Anna Schneeberger

Personal information
- Born: 15 December 1999 (age 26)

Sport
- Country: Austria
- Sport: Taekwondo
- Event: Recognized Poomsae
- Club: Taekwondo Verein Wörgl
- Coached by: Daniel Pirchmoser

Achievements and titles
- Regional finals: 3rd place, bronze medalist(s)
- Highest world ranking: 5 (2026)

Medal record
Women's Taekwondo
Representing Austria
European Championships
| Bronze medal – third place | 2023 Innsbruck | Poomsae, f under 30 |
European Universities Combat Championships
| Gold medal – first place | 2023 Zagreb | Poomsae, f under 30 |

= Anna Schneeberger =

Austrian athlete (born 1999)

Anna Schneeberger (born 15 December 1999) is an Austrian taekwondo athlete and European bronze medalist.

== Career ==

Anna Schneeberger started practising the Korean martial art taekwondo at the age of six and trains at Taekwondo Verein Wörgl.

In 2016, she took part in her first international competition, the Austrian Open Poomsae, where she came third in the junior women's individual poomsae competition.

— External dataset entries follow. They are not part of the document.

PR #1298, opened 2016-06-20
fixes for windows test failures

gforsyth:
I don't think the `/dev/null` test is a) necessary or b) meaningful on
Windows.  And it should fail, if it's passed, since `/dev/null` isn't
writeable or creatable file on Windows (I think).

I believe that the second set of tests that I've changed also have
little to no meaning on Windows.

Definitely need @melund to take a look at this when he has a chance.


melund:
This seems fine :) Thanks a lot @gforsyth

PR #1305, opened 2016-06-21
Only run appveyor on Py35

melund:
Only run appveyor on Py35. This should make it run a bit faster so we avoid waiting for appveyor all the time


gforsyth:
It passed the Appveyor tests!  Woohoo!

PR #1309, opened 2016-06-21
update readme links for organizational account

gforsyth:
trivial update of scopatz -> xonsh in readme links


scopatz:
Thanks @gforsyth!

Issue #1252, opened 2016-06-17
Prompt disappears after running `source-bash $(docker-machine env default)`


mscottford:
After I run `source-bash $(docker-machine env default)` the prompt is no longer displayed. I initially thought that the `source-bash` command had just never returned. It took me a while to figure out the the `$PROMPT` variable had been set to `''`. Here's some shell output that shows what's going on.

```
Last login: Thu Jun 16 22:48:13 on ttys000

mscottford@blaster ~
$ xonfig
+------------------+----------+
| xonsh            | 0.3.4    |
| Python           | 3.5.1    |
| PLY              | 3.7      |
| have readline    | True     |
| prompt toolkit   | None     |
| shell type       | readline |
| pygments         | None     |
| on posix         | True     |
| on linux         | False    |
| on darwin        | True     |
| on windows       | False    |
| on cygwin        | False    |
| is superuser     | False    |
| default encoding | utf-8    |
+------------------+----------+

mscottford@blaster ~
$ $XONSH_SHOW_TRACEBACK=True

mscottford@blaster ~
$ source-bash $(docker-machine env default)

xonfig
+------------------+----------+
| xonsh            | 0.3.4    |
| Python           | 3.5.1    |
| PLY              | 3.7      |
| have readline    | True     |
| prompt toolkit   | None     |
| shell type       | readline |
| pygments         | None     |
| on posix         | True     |
| on linux         | False    |
| on darwin        | True     |
| on windows       | False    |
| on cygwin        | False    |
| is superuser     | False    |
| default encoding | utf-8    |
+------------------+----------+

ls
Applications
Creative Cloud Files
Desktop
Documents
Downloads
Library
Movies
Music
Pictures
Projects
Public

$PROMPT
''

$PROMPT = '\n{BOLD_GREEN}{user}@{hostname} {BOLD_BLUE}{cwd}{branch_color}{curr_branch}\n{prompt_end}{NO_COLOR} '

mscottford@blaster ~
$ 
```

scopatz:
Hi @mscottford - thanks for reporting!  This might be a silly question, but what command are you running in your container? Is it xonsh?  

We recently started removing PROMPT from foreign shell commands (and stopped inheriting it from the calling env.) because it was causing fatal errors in many cases. The xonsh prompt is not necessarily valid in any other shell.

[...]

PR #1313, opened 2016-06-22
fixed newline env issue

scopatz:
This potentially addresses #1252


scopatz:
OK, I have updated this to use pytest if someone would please take a look!

melund:
LGTM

She participated in the European Championships in 2017 and 2019 and the World Championships in 2020.

In 2023, she claimed first place in the women's individual competition at the European Universities Combat Championships in Zagreb. At the 2023 European Poomsae Championships in Innsbruck, Schneeberger beat Germany in the quarter-finals and lost to Şeyda Nur Yavuz from Turkey in the semi-finals, thus winning a bronze medal in the women's traditional poomsae competition. She placed 5th in the women's individual poomsae competition at the 2024 World Poomsae Championships in Hong Kong, and, alongside fellow national team member Carmina Presinszky, participated in the 2025 European Poomsae championships in Tallinn, where she also achieved a 5th place.